The entries follow. Please return all of them exactly.

[Start of Attachment]

PR #3156, opened 2024-12-11
feat(docs): Webflow sync

nalanj:
This PR adds a script to sync data in our repo over to webflow. We'll use a github action to run the sync on each commit to `master`. I'll set that action up in a future PR.

See https://linear.app/nango/issue/NAN-2318/backfill-api-catalog-in-webflow-cms

## How I tested it:

- Get the webflow token from 1Password: search for "Webflow API Token"
- `WEBFLOW_CMS_API_TOKEN=<TOKEN> node scripts/webflow-api-sync.mjs`


scripts/webflow-api-sync.ts
```diff
@@ -0,0 +1,180 @@
...
+import { setTimeout } from 'node:timers/promises';
+import util from 'node:util';
+import type { CollectionItem, CollectionItemList } from 'webflow-api/api';
+
+const rateLimitSleep = 1000;
+
+const apiCollectionId = '66f2c79a523a1055b3da7339';
+const apiCategoriesId = '6751672fcfb952c066685384';
+const siteId = '63c092e946f9b71ff6874169';
+const domainIds = ['63d392e62ba46692fb9e082e', '63d392e62ba4666ba69e082d'];
```
bodinsamuel, line 15: I assume those are public ids?

scripts/webflow-api-sync.ts
```diff
@@ -0,0 +1,180 @@
...
+
+const providersPath = 'packages/shared/providers.yaml';
+// eslint-disable-next-line import/no-named-as-default-member, @typescript-eslint/no-explicit-any
+const providers: any = yaml.load(await fs.readFile(providersPath, 'utf8'));
+
+const docsPath = 'docs-v2/integrations/all';
+const files = await fs.readdir(docsPath);
+
+// we only need a subset of providers based on how our docs are written
+const neededProviders: Record<string, any> = {};
```
bodinsamuel:
```suggestion
const providers = yaml.load(await fs.readFile(providersPath, 'utf8')) as Record<string, Provider>;

const docsPath = 'docs-v2/integrations/all';
const files = await fs.readdir(docsPath);

// we only need a subset of providers based on how our docs are written
const neededProviders: Record<string, Provider> = {};
```

scripts/webflow-api-sync.ts
```diff
@@ -0,0 +1,180 @@
...
+        const providerLine = lines.find((line) => line.startsWith('provider: '));
+        if (!providerLine) {
+            throw new Error(`Unable to find provider entry in ${file}`);
+        }
+
+        const provider = providerLine.split('provider: ')[1]?.trim();
+        if (!provider) {
+            throw new Error(`Unable to parse provider in ${file}`);
+        }
+        neededProviders[provider] = { ...providers[provider], url: `https://docs.nango.dev/integrations/all/${path.basename(file, '.mdx')}` };
```
bodinsamuel: Not sure why you need url when you have `docs` inside provider?

scripts/webflow-api-sync.ts
```diff
@@ -0,0 +1,180 @@
...
+        const lines = content.split('\n');
+
+        // find the integration line
+        const providerLine = lines.find((line) => line.startsWith('provider: '));
+        if (!providerLine) {
+            throw new Error(`Unable to find provider entry in ${file}`);
+        }
+
+        const provider = providerLine.split('provider: ')[1]?.trim();
+        if (!provider) {
```
bodinsamuel: you could replace the 3 ifs by `content.match(/^provider: ([a-z-])$/)`

scripts/webflow-api-sync.ts
```diff
@@ -0,0 +1,180 @@
...
+        await webflow.collections.items.deleteItem(apiCollectionId, apiItemsBySlug[toDelete].id);
+        console.log(`Deleted ${toDelete}`);
+        await setTimeout(rateLimitSleep);
+    } catch (err) {
+        console.error(`Failed to delete ${toDelete}`, err);
+        process.exit(1);
+    }
+}
+
+await webflow.sites.publish(siteId, { customDomains: domainIds });
```
bodinsamuel, line 182: Every operations (deleteItem, updateItem)  are pending until published?

bodinsamuel (approved):

scripts/webflow-api-sync.ts
nalanj: Yes - webflow kind of keeps a next state and then when you publish it posts whatever has changed since the last publish.

scripts/webflow-api-sync.ts
nalanj: I wouldn't classify them as secrets since they're just keys within webflow, but I also wouldn't say they're public per-se, since they don't get published anywhere.

scripts/webflow-api-sync.ts
nalanj: Since it's based on human input, docs inside of provider has a higher likelihood of being incorrect than the structure of the repo that we just read.

bodinsamuel: not sure I get your reply, but just to clarify the `docs` value is already checked by another linter, so it's safe

nalanj: Oh, I didn't realize that the other linter checked for broken links. I'll change it.

nalanj: Fixed in 01615c660

scripts/webflow-api-sync.ts
nalanj: Fixed in 01615c660

scripts/webflow-api-sync.ts
nalanj: Fixed in 01615c660

TBonnin (approved):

[End of Attachment]

SOLUTION TO THE EXERCISE:
PR #3156, opened 2024-12-11
feat(docs): Webflow sync

nalanj:
This PR adds a script to sync data in our repo over to webflow. We'll use a github action to run the sync on each commit to `master`. I'll set that action up in a future PR.

See https://linear.app/nango/issue/NAN-2318/backfill-api-catalog-in-webflow-cms

## How I tested it:

- Get the webflow token from 1Password: search for "Webflow API Token"
- `WEBFLOW_CMS_API_TOKEN=<TOKEN> node scripts/webflow-api-sync.mjs`


scripts/webflow-api-sync.ts
```diff
@@ -0,0 +1,180 @@
...
+import { setTimeout } from 'node:timers/promises';
+import util from 'node:util';
+import type { CollectionItem, CollectionItemList } from 'webflow-api/api';
+
+const rateLimitSleep = 1000;
+
+const apiCollectionId = '66f2c79a523a1055b3da7339';
+const apiCategoriesId = '6751672fcfb952c066685384';
+const siteId = '63c092e946f9b71ff6874169';
+const domainIds = ['63d392e62ba46692fb9e082e', '63d392e62ba4666ba69e082d'];
```
bodinsamuel, line 15: I assume those are public ids?

scripts/webflow-api-sync.ts
```diff
@@ -0,0 +1,180 @@
...
+
+const providersPath = 'packages/shared/providers.yaml';
+// eslint-disable-next-line import/no-named-as-default-member, @typescript-eslint/no-explicit-any
+const providers: any = yaml.load(await fs.readFile(providersPath, 'utf8'));
+
+const docsPath = 'docs-v2/integrations/all';
+const files = await fs.readdir(docsPath);
+
+// we only need a subset of providers based on how our docs are written
+const neededProviders: Record<string, any> = {};
```
bodinsamuel:
```suggestion
const providers = yaml.load(await fs.readFile(providersPath, 'utf8')) as Record<string, Provider>;

const docsPath = 'docs-v2/integrations/all';
const files = await fs.readdir(docsPath);

// we only need a subset of providers based on how our docs are written
const neededProviders: Record<string, Provider> = {};
```

scripts/webflow-api-sync.ts
```diff
@@ -0,0 +1,180 @@
...
+        const providerLine = lines.find((line) => line.startsWith('provider: '));
+        if (!providerLine) {
+            throw new Error(`Unable to find provider entry in ${file}`);
+        }
+
+        const provider = providerLine.split('provider: ')[1]?.trim();
+        if (!provider) {
+            throw new Error(`Unable to parse provider in ${file}`);
+        }
+        neededProviders[provider] = { ...providers[provider], url: `https://docs.nango.dev/integrations/all/${path.basename(file, '.mdx')}` };
```
bodinsamuel: Not sure why you need url when you have `docs` inside provider?

scripts/webflow-api-sync.ts
```diff
@@ -0,0 +1,180 @@
...
+        const lines = content.split('\n');
+
+        // find the integration line
+        const providerLine = lines.find((line) => line.startsWith('provider: '));
+        if (!providerLine) {
+            throw new Error(`Unable to find provider entry in ${file}`);
+        }
+
+        const provider = providerLine.split('provider: ')[1]?.trim();
+        if (!provider) {
```
bodinsamuel: you could replace the 3 ifs by `content.match(/^provider: ([a-z-])$/)`

scripts/webflow-api-sync.ts
```diff
@@ -0,0 +1,180 @@
...
+        await webflow.collections.items.deleteItem(apiCollectionId, apiItemsBySlug[toDelete].id);
+        console.log(`Deleted ${toDelete}`);
+        await setTimeout(rateLimitSleep);
+    } catch (err) {
+        console.error(`Failed to delete ${toDelete}`, err);
+        process.exit(1);
+    }
+}
+
+await webflow.sites.publish(siteId, { customDomains: domainIds });
```
bodinsamuel, line 182: Every operations (deleteItem, updateItem)  are pending until published?

bodinsamuel (approved):

scripts/webflow-api-sync.ts
nalanj: Yes - webflow kind of keeps a next state and then when you publish it posts whatever has changed since the last publish.

scripts/webflow-api-sync.ts
nalanj: I wouldn't classify them as secrets since they're just keys within webflow, but I also wouldn't say they're public per-se, since they don't get published anywhere.

scripts/webflow-api-sync.ts
nalanj: Since it's based on human input, docs inside of provider has a higher likelihood of being incorrect than the structure of the repo that we just read.

bodinsamuel: not sure I get your reply, but just to clarify the `docs` value is already checked by another linter, so it's safe

nalanj: Oh, I didn't realize that the other linter checked for broken links. I'll change it.

nalanj: Fixed in 01615c660

scripts/webflow-api-sync.ts
nalanj: Fixed in 01615c660

scripts/webflow-api-sync.ts
nalanj: Fixed in 01615c660

TBonnin (approved):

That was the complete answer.